The methods and outcomes of the present study reach beyond the platform of rare earth nickelates. On the verge of criticality, the close interplay between competing phases triggers new organizing principles, with the underlying electronic fabric exhibiting spatial textures across all length scales. We have shown that nano-RMXS is a powerful imaging technique to visualize multiscale electronic textures in complex oxides and diagnose critical behavior from a different perspective, and one that is complementary to temperature scaling analysis. In this context, we find unexpected scale-invariant AFM domain patterns in NdNiO3 thin films, which directly demonstrate the continuous nature of the magnetic phase transition in this system and extend the paradigm of nanoscale phase inhomogeneity to correlated electron systems with an AFM ground state. Together with prior studies, the reported observations reaffirm the critical need for nanoscale probes of local order parameters to examine electronic symmetry-breaking phenomena, whose true nature may evade conventional approaches based on macroscopic measurements. These methods have important implications for the experimental protocols aimed at assessing the nature and symmetry of electronic phase transitions in the presence of inhomogeneity and coupled degrees of freedom. In light of these aspects, the present work paves the way for future explorations of emergent electronic and magnetic phases in strongly correlated quantum materials near criticality.

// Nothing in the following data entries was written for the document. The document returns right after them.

PR #542, opened 2021-10-12
Work on adding a pet conditional

s-rubenstein:
Ticket: https://broadworkbench.atlassian.net/browse/CA-1274
This adds a check for v2 google projects _only_ that someone trying to create a pet service account has pet creator access. This is granted via reference.conf via any permission on the workspace. The goal here is to block use of this endpoint on v2 projects for people who shouldn't have any access to the google project, while allowing anyone to create pets in v1 projects, because there is no direct path to the google project for all users who need to create pets.
---

**PR checklist**

### DIFF
--- a/src/main/scala/org/broadinstitute/dsde/workbench/sam/api/SecurityDirectives.scala
+++ b/src/main/scala/org/broadinstitute/dsde/workbench/sam/api/SecurityDirectives.scala
@@ -95,7 +95,7 @@ trait SecurityDirectives {
       checkPermissionAndReturnRoute(innerRoute, resource, requestedActions, userId, samRequestContext)
     }
 
-  def requireOneOfActionIfWorkspace(resource: FullyQualifiedResourceId, requestedActions: Set[ResourceAction], userId: WorkbenchUserId, samRequestContext: SamRequestContext): Directive0 = Directives.mapInnerRoute { innerRoute =>
+  def requireOneOfActionIfParentIsWorkspace(resource: FullyQualifiedResourceId, requestedActions: Set[ResourceAction], userId: WorkbenchUserId, samRequestContext: SamRequestContext): Directive0 = Directives.mapInnerRoute { innerRoute =>
     onSuccess(resourceService.getResourceParent(resource, samRequestContext)) {
       case Some(parent) => if (parent.resourceTypeName == SamResourceTypes.workspaceName) {
         checkPermissionAndReturnRoute(innerRoute, resource, requestedActions, userId, samRequestContext)
--- a/src/main/scala/org/broadinstitute/dsde/workbench/sam/api/SecurityDirectives.scala
+++ b/src/main/scala/org/broadinstitute/dsde/workbench/sam/api/SecurityDirectives.scala
@@ -8,7 +8,7 @@ import cats.effect.IO
 import org.broadinstitute.dsde.workbench.model.{ErrorReport, WorkbenchExceptionWithErrorReport, WorkbenchUserId}
 import org.broadinstitute.dsde.workbench.sam.ImplicitConversions.ioOnSuccessMagnet
 import org.broadinstitute.dsde.workbench.sam._
-import org.broadinstitute.dsde.workbench.sam.model.{FullyQualifiedResourceId, ResourceAction, ResourceType, ResourceTypeName, SamResourceActions}
+import org.broadinstitute.dsde.workbench.sam.model.{FullyQualifiedResourceId, ResourceAction, ResourceType, ResourceTypeName, SamResourceActions, SamResourceTypes}
 import org.broadinstitute.dsde.workbench.sam.service.{PolicyEvaluatorService, ResourceService}
 import org.broadinstitute.dsde.workbench.sam.util.SamRequestContext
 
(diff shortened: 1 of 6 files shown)


src/main/scala/org/broadinstitute/dsde/workbench/sam/google/GoogleExtensionRoutes.scala
```diff
@@ -95,14 +95,20 @@ trait GoogleExtensionRoutes extends ExtensionRoutes with UserInfoDirectives with
...
-                      post {
-                        entity(as[Set[String]]) { scopes =>
-                          complete {
-                            googleExtensions
-                              .getPetServiceAccountToken(WorkbenchUser(userInfo.userId, None, userInfo.userEmail, None), GoogleProject(project), scopes, samRequestContext)
-                              .map { token =>
-                                StatusCodes.OK -> JsString(token)
-                              }
+                      requireOneOfAction(
+                        FullyQualifiedResourceId(ResourceTypeName("google-project"), ResourceId("GOOGLE PROJECT")),
```
s-rubenstein: I put these on here as hard coded strings specifically to flag them to ask for input here. There's gotta be a better way to get our resource type names than this. However, when I tried looking, there were only scattered assigning to constants across the codebase. I am curious if we have a better method by now.

src/main/scala/org/broadinstitute/dsde/workbench/sam/api/SecurityDirectives.scala
```diff
@@ -77,18 +78,33 @@ trait SecurityDirectives {
...
-        } else {
-          val forbiddenErrorMessage = s"You may not perform any of ${requestedActions.mkString("[", ", ", "]").toUpperCase} on ${resource.resourceTypeName.value}/${resource.resourceId.value}"
-          determineErrorMessage(resource, userId, forbiddenErrorMessage, samRequestContext)
-        }
+      checkPermissionAndReturnRoute(innerRoute, resource, requestedActions, userId, samRequestContext)
+    }
+
+  def requireOneOfActionIfWorkspace(resource: FullyQualifiedResourceId, requestedActions: Set[ResourceAction], userId: WorkbenchUserId, samRequestContext: SamRequestContext): Directive0 = Directives.mapInnerRoute { innerRoute =>
+    onSuccess(resourceService.getResourceParent(resource, samRequestContext)) {
+      case Some(parent) => if (parent.resourceTypeName == ResourceTypeName("Workspace")) {
```
s-rubenstein: Same as below, we've gotta have a better method to get these names than this. Anyone know what it is? (Also, I know this won't work rn, I just wanted to get feedback now!)

src/main/scala/org/broadinstitute/dsde/workbench/sam/google/GoogleExtensionRoutes.scala
marctalbott: I would add them as `ResourceTypeName`s in the SamModel like `resource_type_admin`
https://github.com/broadinstitute/sam/blob/e642c8c6118e83e365cd8cb5337d74760bf36b61/src/main/scala/org/broadinstitute/dsde/workbench/sam/model/SamModel.scala#L101

src/main/scala/org/broadinstitute/dsde/workbench/sam/google/GoogleExtensionRoutes.scala
```diff
@@ -73,15 +73,21 @@ trait GoogleExtensionRoutes extends ExtensionRoutes with UserInfoDirectives with
...
-                        googleExtensions
-                          .getPetServiceAccountKey(WorkbenchUser(userInfo.userId, None, userInfo.userEmail, None), GoogleProject(project), samRequestContext)
-                          .map { key =>
-                            StatusCodes.OK -> key.parseJson
-                          }
+                    requireOneOfActionIfParentIsWorkspace(
+                      FullyQualifiedResourceId(SamResourceTypes.googleProjectName, ResourceId(project)),
+                      Set(SamResourceActions.createPet),
+                      userInfo.userId,
+                      samRequestContext) {
```
ehigham, line 80: I'm wondering if this is the right place to add this. I perfer to keep the routes definition fairly minimal and leave the logic to the handler - there's already a lot going on in this file. Is there a reason for keeping it here?

src/main/scala/org/broadinstitute/dsde/workbench/sam/api/SecurityDirectives.scala
```diff
@@ -77,18 +78,33 @@ trait SecurityDirectives {
     }
   }
 
+  def checkPermissionAndReturnRoute(route: server.Route, resource: FullyQualifiedResourceId, requestedActions: Set[ResourceAction], userId: WorkbenchUserId, samRequestContext: SamRequestContext): server.Route = {
```
ehigham: maybe `failUnlessUserHasPermission`?

src/main/scala/org/broadinstitute/dsde/workbench/sam/google/GoogleExtensionRoutes.scala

The NdNiO3 (001)pc film was grown epitaxially on a commercial NdGaO3 (110) substrate by off-axis radio-frequency magnetron sputtering. The film showed a hysteresis loop in the metal-to-insulator transition (MIT) as shown in Supplementary Fig. 1a. The MIT temperature is 178.4 K and 168.7 K for the warming and cooling cycle respectively, determined from where dR/dT changes sign. The inset shows an atomic force microscopy image of the atomic terraces at the film surface. The X-ray reflectivity (Supplementary Fig. 1b) measurements indicate a film thickness of 26 nm, corresponding to 69 unit cells, which is thick enough to exhibit bulk properties. Prior to the experiment, a semitransparent Cr fiducial mask was deposited onto the sample surface for position registration purpose during the scanning X-ray scattering measurements. The grid layout, as well as an optical microscope view of the Cr fiducial mask, are shown in Supplementary Fig. 1c and d. The thickness of the Cr grid line is 143 nm as measured by atomic force microscopy.

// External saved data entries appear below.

PR #543, opened 2021-10-12
POL-97 Azure b2c

dvoet:
Ticket: https://broadworkbench.atlassian.net/browse/POL-97

This removes all Identity Concentrator and JWT stuff which never panned out. Then it adds Azure B2C integration.

The Azure B2C integration looks much the same as Google Auth, it relies on the same http headers. The different is that the Azure B2C Id is a UUID and the Google Subject Id is a 21 digit integer. In addition, an Azure login may be accompanied with an idp access token which is an opaque google access token. This happens when a user selects Google as the idp in Azure B2C. This token is used in the event that the Azure B2C Id is not found in Sam in order to lookup an account in Sam that might be associated to the opaque google access token. This can happen when a user has previously logged in directly with Google Authentication and is now logging in with Azure B2C via the Google idp. If a user is found then we update their record with the Azure B2C id.

I would start reviewing with src/main/scala/org/broadinstitute/dsde/workbench/sam/api/StandardUserInfoDirectives.scala. A bunch of the changes are removing identity concentrator stuff. Many other changes are making the google subject id fully optional.

also see https://github.com/broadinstitute/firecloud-orchestration/pull/894

and also https://github.com/broadinstitute/firecloud-develop/pull/2690 (eventually)

---

**PR checklist**


dvoet:
jenkins retest

src/main/scala/org/broadinstitute/dsde/workbench/sam/service/UserService.scala
```diff
@@ -67,17 +71,26 @@ class UserService(val directoryDAO: DirectoryDAO, val cloudExtensions: CloudExte
               case Some(uid: WorkbenchUserId) =>
                 for {
                   groups <- directoryDAO.listUserDirectMemberships(uid, samRequestContext)
-                  _ <- directoryDAO.setGoogleSubjectId(uid, user.googleSubjectId, samRequestContext)
-                  _ <- registrationDAO.setGoogleSubjectId(uid, user.googleSubjectId, samRequestContext)
+                  _ <- user.googleSubjectId match {
```
Qi77Qi: fyi, you can use `.traverse`..sth like `user.googleSubjectId.traverse{sid => ???}`..this will only execute ??? if `googleSubjectId` exists

src/main/scala/org/broadinstitute/dsde/workbench/sam/api/StandardUserInfoDirectives.scala
```diff
@@ -7,159 +7,141 @@ import akka.http.scaladsl.server.Directives._
...
 }
 
 object StandardUserInfoDirectives {
-  val SAdomain: Regex = "\\S+@\\S+\\.iam\\.gserviceaccount\\.com".r
+  val SAdomain: Regex = "(\\S+@\\S+\\.iam\\.gserviceaccount\\.com$)".r
   val accessTokenHeader = "OIDC_access_token"
   val expiresInHeader = "OIDC_CLAIM_expires_in"
   val emailHeader = "OIDC_CLAIM_email"
-  val googleSubjectIdHeader = "OIDC_CLAIM_user_id"
-  val authorizationHeader = "Authorization"
```
marctalbott, line 100: Is this header duplicated by `OIDC_access_token`?

src/main/scala/org/broadinstitute/dsde/workbench/sam/api/StandardUserInfoDirectives.scala
```diff
@@ -7,159 +7,141 @@ import akka.http.scaladsl.server.Directives._
...
-
-        case _ =>
-          // request coming through Apache proxy with OIDC headers
-          withChildTraceSpan("OIDC-request", samRequestContext).flatMap { samRequestContext =>
-            (headerValueByName(accessTokenHeader).as(OAuth2BearerToken) &
-              headerValueByName(googleSubjectIdHeader).as(GoogleSubjectId) &
-              headerValueByName(expiresInHeader) &
-              headerValueByName(emailHeader).as(WorkbenchEmail)).as(OIDCHeaders).flatMap(fromOIDC(_, samRequestContext))
-          }
+  private def verifyAzureUserIsNotAlreadyGoogleUser(oidcHeaders: OIDCHeaders, samRequestContext: SamRequestContext): Directive1[OIDCHeaders] = {
```
marctalbott: Do we need any kind of verification that a Google user is not already an Azure user? Do we not care?

src/main/scala/org/broadinstitute/dsde/workbench/sam/service/UserService.scala
```diff
@@ -57,8 +57,12 @@ class UserService(val directoryDAO: DirectoryDAO, val cloudExtensions: CloudExte
     */
```
marctalbott, line 54: would you mind updating this comment to include the azure b2c id?

src/main/scala/org/broadinstitute/dsde/workbench/sam/google/GoogleOpaqueTokenResolver.scala
```diff
@@ -55,15 +61,17 @@ class StandardGoogleOpaqueTokenResolver(directoryDAO: DirectoryDAO, googleTokenI
...
-  private def lookupUser(maybeTokenInfoResponse: Option[TokenInfoResponse], samRequestContext: SamRequestContext): IO[Option[WorkbenchUser]] = {
+  private def lookupUser(maybeTokenInfoResponse: Option[TokenInfoResponse], samRequestContext: SamRequestContext): IO[Option[GoogleTokenInfo]] = {
     maybeTokenInfoResponse.map {
-      case TokenInfoResponse(googleSubjectId, email) =>
+      case TokenInfoResponse(googleSubjectId) =>
         directoryDAO.loadSubjectFromGoogleSubjectId(googleSubjectId, samRequestContext).map(_.flatMap {
-          case userId: WorkbenchUserId => Option(WorkbenchUser(userId, Option(googleSubjectId), email, None))
-          case _ => None
+          case userId: WorkbenchUserId => Option(GoogleTokenInfo(Option(userId), googleSubjectId))
+          case PetServiceAccountId(userId, _) => Option(GoogleTokenInfo(Option(userId), googleSubjectId))
```
marctalbott: Should we block pets here?

src/main/scala/org/broadinstitute/dsde/workbench/sam/api/StandardUserInfoDirectives.scala
dvoet: I assume you mean `OAUTH2_CLAIM_idp_access_token`. No it is not. `OIDC_access_token` is the access token in the authorization header. `OAUTH2_CLAIM_idp_access_token` is the idp specific access token (i.e. google access token) embedded in the azure b2c jwt.

src/main/scala/org/broadinstitute/dsde/workbench/sam/api/StandardUserInfoDirectives.scala
dvoet: I updated the functionality so that when a user is created via an azure access token which contains a google access token both the azure b2c id and google subject id will be populated. Then the user is free to use either direct google or azure authn.

src/main/scala/org/broadinstitute/dsde/workbench/sam/google/GoogleOpaqueTokenResolver.scala
dvoet: I am happy for other opinions here. At the moment I don't think pets can actually make it here because they can't authenticate via azure b2c. If that were to change, would this code be right? I think my mind is changing here.

dvoet:
jenkins retest after orch PR merged

src/main/scala/org/broadinstitute/dsde/workbench/sam/api/StandardUserInfoDirectives.scala
dvoet: So, if a user registers with their azure token, their google id will be populated and if they try to register with a google token the google subject id will already exist and an error will be thrown (just like if they try to register twice with the same google token).

src/main/scala/org/broadinstitute/dsde/workbench/sam/google/GoogleOpaqueTokenResolver.scala
dvoet: I removed this line

src/main/scala/org/broadinstitute/dsde/workbench/sam/api/StandardUserInfoDirectives.scala
marctalbott: Sorry, wasn't clear, I was just checking that the access token in the `Authorization` header was also in the `OIDC_access_token` header

dvoet:
jenkins retest

dvoet:
jenkins retest

dvoet:
jenkins retest

dvoet:
jenkins retest - what do I need to do to get a clean run around here

marctalbott (approved):

src/main/scala/org/broadinstitute/dsde/workbench/sam/api/StandardUserInfoDirectives.scala
```diff
@@ -7,159 +7,150 @@ import akka.http.scaladsl.server.Directives._
...
-        case None => lookUpByGoogleSubjectId(googleSubjectId, directoryDAO, samRequestContext).map(uid => UserInfo(token, uid, email, expiresIn))
-      }
-    } else {
-      lookUpByGoogleSubjectId(googleSubjectId, directoryDAO, samRequestContext).map(uid => UserInfo(token, uid, email, expiresIn))
+  val userIdHeader = "OIDC_CLAIM_user_id"
+  val idpAccessTokenHeader = "OAUTH2_CLAIM_idp_access_token"
+
+  def getUserInfo(directoryDAO: DirectoryDAO, maybeGoogleOpaqueTokenResolver: Option[GoogleOpaqueTokenResolver], oidcHeaders: OIDCHeaders, samRequestContext: SamRequestContext): IO[UserInfo] = {
+    oidcHeaders match {
+      case OIDCHeaders(token, Left(googleSubjectId), _, saEmail@WorkbenchEmail(SAdomain(_)), _) =>
```
gpolumbo-broad: For these pattern matches, I'm wondering if it wouldn't be better to write it as:
```suggestion
      case OIDCHeaders(_, Left(googleSubjectId), _, saEmail@WorkbenchEmail(SAdomain(_)), _) =>
```
And same thing in the other two `case`s to use `_` for the headers we don't care about in the pattern match?  I believe it would make it easier to read if the only things the patterns are checking are the fields we care about, which seems to be the `externalId` and `email`.

src/main/scala/org/broadinstitute/dsde/workbench/sam/api/StandardUserInfoDirectives.scala
```diff
@@ -7,159 +7,150 @@ import akka.http.scaladsl.server.Directives._
...
-  }
-
-  private def updateUserIdentityConcentratorId(jwtUserInfo: JwtUserInfo, bearerToken: OAuth2BearerToken, directoryDAO: DirectoryDAO, identityConcentratorService: IdentityConcentratorService, samRequestContext: SamRequestContext): IO[Option[WorkbenchUser]] = {
-    for {
-      googleIdentities <- identityConcentratorService.getGoogleIdentities(bearerToken)
-      (googleSubjectId, _) <- singleGoogleIdentity(jwtUserInfo.sub, googleIdentities)
-      _ <- directoryDAO.setUserIdentityConcentratorId(googleSubjectId, jwtUserInfo.sub, samRequestContext)
-      maybeUser <- directoryDAO.loadUserByIdentityConcentratorId(jwtUserInfo.sub, samRequestContext)
-    } yield maybeUser
+    } yield maybeUserAgain.getOrElse(throw new WorkbenchExceptionWithErrorReport(ErrorReport(StatusCodes.NotFound, s"user Id $azureB2CId not found in sam")))
```
gpolumbo-broad: Does a `401` make more sense here instead of a `404`?

src/main/scala/org/broadinstitute/dsde/workbench/sam/api/StandardUserInfoDirectives.scala
```diff
@@ -7,159 +7,150 @@ import akka.http.scaladsl.server.Directives._
...
+  private def populateGoogleIdAndThrowIfUserExists(samRequestContext: SamRequestContext, accessToken: OAuth2BearerToken, googleOpaqueTokenResolver: GoogleOpaqueTokenResolver, azureB2CId: AzureB2CId, createWorkbenchUser: CreateWorkbenchUser): Directive1[CreateWorkbenchUser] = {
     onSuccess {
-      getUserInfoFromJwt(jwtUserInfo, bearerToken, directoryDAO, icService, samRequestContext).unsafeToFuture()
+      googleOpaqueTokenResolver.getWorkbenchUser(accessToken, samRequestContext).flatMap {
+        case None =>
+          IO.pure(createWorkbenchUser) // access token not valid
+        case Some(GoogleTokenInfo(None, googleSubjectId)) => // access token valid but not already a user
+          IO.pure(createWorkbenchUser.copy(googleSubjectId = Option(googleSubjectId)))
+        case Some(GoogleTokenInfo(Some(_), _)) => // already a user
+          IO.raiseError(new WorkbenchExceptionWithErrorReport(ErrorReport(StatusCodes.Conflict, s"user $azureB2CId already exists")))
```
gpolumbo-broad: Perhaps modify the pattern match to capture the `googleSubjectId` and then:

```suggestion
          IO.raiseError(new WorkbenchExceptionWithErrorReport(ErrorReport(StatusCodes.Conflict, s"user with Google Subject ID $googleSubjectId already exists")))
```
Because if I'm reading this right, we're looking up the user record based on their `googleSubjectId`, not their `azureB2CId`.  And I think it's important that in any of these log statements now, we be explicit as to which user ID we are printing.  Yeah, we should be able to tell by if it's a `long` or a `uuid`, but I think it is better to explicit.

src/main/scala/org/broadinstitute/dsde/workbench/sam/api/StandardUserInfoDirectives.scala
```diff
@@ -172,57 +163,14 @@ object StandardUserInfoDirectives {
...
-    val bearerPrefix = "bearer "
-    // need to be case insensitive when looking for the 'bearer' prefix so can't use stripPrefix
-    if (authorizationHeader.toLowerCase.startsWith(bearerPrefix)) {
-      Option(OAuth2BearerToken(authorizationHeader.drop(bearerPrefix.length)))
-    } else {
-      logger.debug("authorization header not a bearer token")
-      None
-    }
-  }
+final case class CreateWorkbenchUser(id: WorkbenchUserId, googleSubjectId: Option[GoogleSubjectId], email: WorkbenchEmail, azureB2CId: Option[AzureB2CId])
```
gpolumbo-broad: Perhaps a nit, but I'd prefer this class be called `NewWorkbenchUser` or maybe `PendingWorkbenchUser` or something like that.  When I saw the word "create" here, I was thinking verb, and expecting this to do more than just be a value object.

src/main/resources/org/broadinstitute/dsde/sam/liquibase/changesets/20211010_azure_b2c_id.xml
```diff
@@ -0,0 +1,18 @@
...
+                   xmlns:xsi="http://www.w3.org/2001/XMLSchema-instance"
+                   xsi:schemaLocation="http://www.liquibase.org/xml/ns/dbchangelog-ext http://www.liquibase.org/xml/ns/dbchangelog/dbchangelog-ext.xsd http://www.liquibase.org/xml/ns/dbchangelog http://www.liquibase.org/xml/ns/dbchangelog/dbchangelog-3.4.xsd">
+
+    <changeSet logicalFilePath="dummy" author="dvoet" id="drop_identity_concentrator_id">
+        <dropColumn tableName="sam_user" columnName="identity_concentrator_id"/>
+    </changeSet>
+    <changeSet logicalFilePath="dummy" author="dvoet" id="add_azure_b2c_id">
+        <addColumn tableName="sam_user">
+            <column name="azure_b2c_id" type="VARCHAR(40)">
+                <constraints unique="true"/>
```
gpolumbo-broad, line 14: This seems like a column we will want indexed

src/main/scala/org/broadinstitute/dsde/workbench/sam/config/IdentityConcentratorConfig.scala
```diff
@@ -1,3 +1,3 @@
 package org.broadinstitute.dsde.workbench.sam.config
 
-final case class IdentityConcentratorConfig(baseUrl: String, threadPoolSize: Int)
\ No newline at end of file
+final case class GoogleOpaqueTokenResolverConfig(googleTokenInfoUrl: String, threadPoolSize: Int)
```
gpolumbo-broad: Rename File too

src/main/scala/org/broadinstitute/dsde/workbench/sam/service/UserService.scala
```diff
@@ -46,19 +47,19 @@ class UserService(val directoryDAO: DirectoryDAO, val cloudExtensions: CloudExte
...
+    * this is a new user, create them.
     */
   protected[service] def registerUser(user: CreateWorkbenchUser, samRequestContext: SamRequestContext): IO[WorkbenchUser] =
     for {
-      existingSubFromGoogleSubjectId <- directoryDAO.loadSubjectFromGoogleSubjectId(user.googleSubjectId, samRequestContext)
-      user <- existingSubFromGoogleSubjectId match {
+      existingSubject <- user match {
+        case CreateWorkbenchUser(_, Some(googleSubjectId), _, _) => directoryDAO.loadSubjectFromGoogleSubjectId(googleSubjectId, samRequestContext)
+        case CreateWorkbenchUser(_, _, _, Some(azureB2CId)) => directoryDAO.loadUserByAzureB2CId(azureB2CId, samRequestContext).map(_.map(_.id))
+        case _ => IO.raiseError(new WorkbenchException("cannot create user when neither google subject id nor azure b2c id exists"))
```
gpolumbo-broad: Is there a reason why this exception is not wrapped up in a `WorkbenchExceptionWithErrorReport`?  

If left as is, I assume this will just bubble up as a `500`?

src/main/scala/org/broadinstitute/dsde/workbench/sam/api/StandardUserInfoDirectives.scala
dvoet: yes, but the `Authorization` header value starts with `Bearer ` whereas `OIDC_access_token` has that stripped out already

src/main/scala/org/broadinstitute/dsde/workbench/sam/service/UserService.scala
```diff
@@ -46,19 +47,19 @@ class UserService(val directoryDAO: DirectoryDAO, val cloudExtensions: CloudExte
...
+    * First lookup user by either googleSubjectId or azureB2DId, whichever is populated. If the user exists
+    * throw a conflict error. If the user does not exist look them up by email. If the user email exists
+    * then this is an invited user, update their googleSubjectId and/or azureB2CId. If the email does not exist,
+    * this is a new user, create them.
     */
   protected[service] def registerUser(user: CreateWorkbenchUser, samRequestContext: SamRequestContext): IO[WorkbenchUser] =
     for {
-      existingSubFromGoogleSubjectId <- directoryDAO.loadSubjectFromGoogleSubjectId(user.googleSubjectId, samRequestContext)
-      user <- existingSubFromGoogleSubjectId match {
+      existingSubject <- user match {
```
gpolumbo-broad: This method already has a lot of nested `for` comps and `match`es already.  My general preference would be to refactor the whole method, but I'll settle for not continuing making it any worse, which means could we extract this `user match { … }` into its own method, maybe something like `maybeLoadExistingUser` or something like that.

src/main/scala/org/broadinstitute/dsde/workbench/sam/api/StandardUserInfoDirectives.scala
gpolumbo-broad: Furthermore, just looked at the existing `WorkbenchUser` and they seem identical.  So I don't think we need this case class

gpolumbo-broad (changes requested):
Made it through the main code.  I'll keep going through the tests, but wanted to get this back to you now because I know it has taken a while.  Sorry for the delay.

src/main/scala/org/broadinstitute/dsde/workbench/sam/service/UserService.scala
dvoet: this is an unexpected situation, it will just be a 500 which is appropriate, there is nothing the user can do about this

src/main/scala/org/broadinstitute/dsde/workbench/sam/api/StandardUserInfoDirectives.scala
dvoet: interesting… this only became the case in this PR :)

src/main/scala/org/broadinstitute/dsde/workbench/sam/api/StandardUserInfoDirectives.scala
dvoet: I agree 404 is not right. I would like to avoid 401 though because only the proxy returns 401 at this point making it really easy to pinpoint that as a source of error. So I am inclined to make this a 403 or a 400.

src/main/scala/org/broadinstitute/dsde/workbench/sam/api/StandardUserInfoDirectives.scala
dvoet: the change is easy enough to make here and I will do so to make the cases clear. However in general this is not always desired because this is not only pattern matching but extracting values out of the pattern. So in this case I will have a bunch more `oidcHeaders.` but in general it can be a pain.

src/main/scala/org/broadinstitute/dsde/workbench/sam/api/StandardUserInfoDirectives.scala
dvoet: how do you feel about printing the email address instead? I don't think the id is particularly helpful to the user anyway and neither is the subtly of google or azure id

src/main/resources/org/broadinstitute/dsde/sam/liquibase/changesets/20211010_azure_b2c_id.xml
dvoet: the unique constraint creates an index

src/main/scala/org/broadinstitute/dsde/workbench/sam/service/UserService.scala
```diff
@@ -52,45 +52,55 @@ class UserService(val directoryDAO: DirectoryDAO, val cloudExtensions: CloudExte
...
+        case None =>
+          createUserInternal(WorkbenchUser(user.id, user.googleSubjectId, user.email, user.azureB2CId), samRequestContext)
+
+        case Some(_) =>
+          //We don't support inviting a group account or pet service account
+          IO.raiseError[WorkbenchUser](
+            new WorkbenchExceptionWithErrorReport(ErrorReport(StatusCodes.BadRequest, s"$user is not a regular user. Please use a different endpoint")))
+
+      }
+    } yield updated
```
gpolumbo-broad, line 72: This refactoring here makes me very happy!  To me, this is much much easier to read.  Thanks!

dvoet:
jenkins retest

gpolumbo-broad (approved):

dvoet:
jenkins retest - last one all passed but fiab-stop failed with some git issue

The resonant soft X-ray scattering nanoprobe (nano-RMXS) experiment was performed at beamline CSX (23-ID-1) of the National Synchrotron Light Source II, where a bright and almost fully coherent soft X-ray photon beam is delivered at the sample. A 20 μm pinhole was used to magnify the X-ray beam to around 200 μm diameter at the zone plate location (1 m downstream of the pinhole). The focusing setup includes a gold Fresnel zone plate (FZP) and an order sorting aperture (OSA), mounted on two independent nanopositioning stages. The FZP has a diameter of 240 μm and a 95 μm central beam stop to block the 0th order transmission. The FZP outer zone width is 35 nm, which gives a focal length of 5.7 mm for the first diffraction order, at the Ni-L3 resonant edge (852 eV). The combination of FZP, central beam stop, and OSA, is used to select the first diffraction order.


XPEEM was measured at beamline ESM (21-ID-2) of the National Synchrotron Light Source II.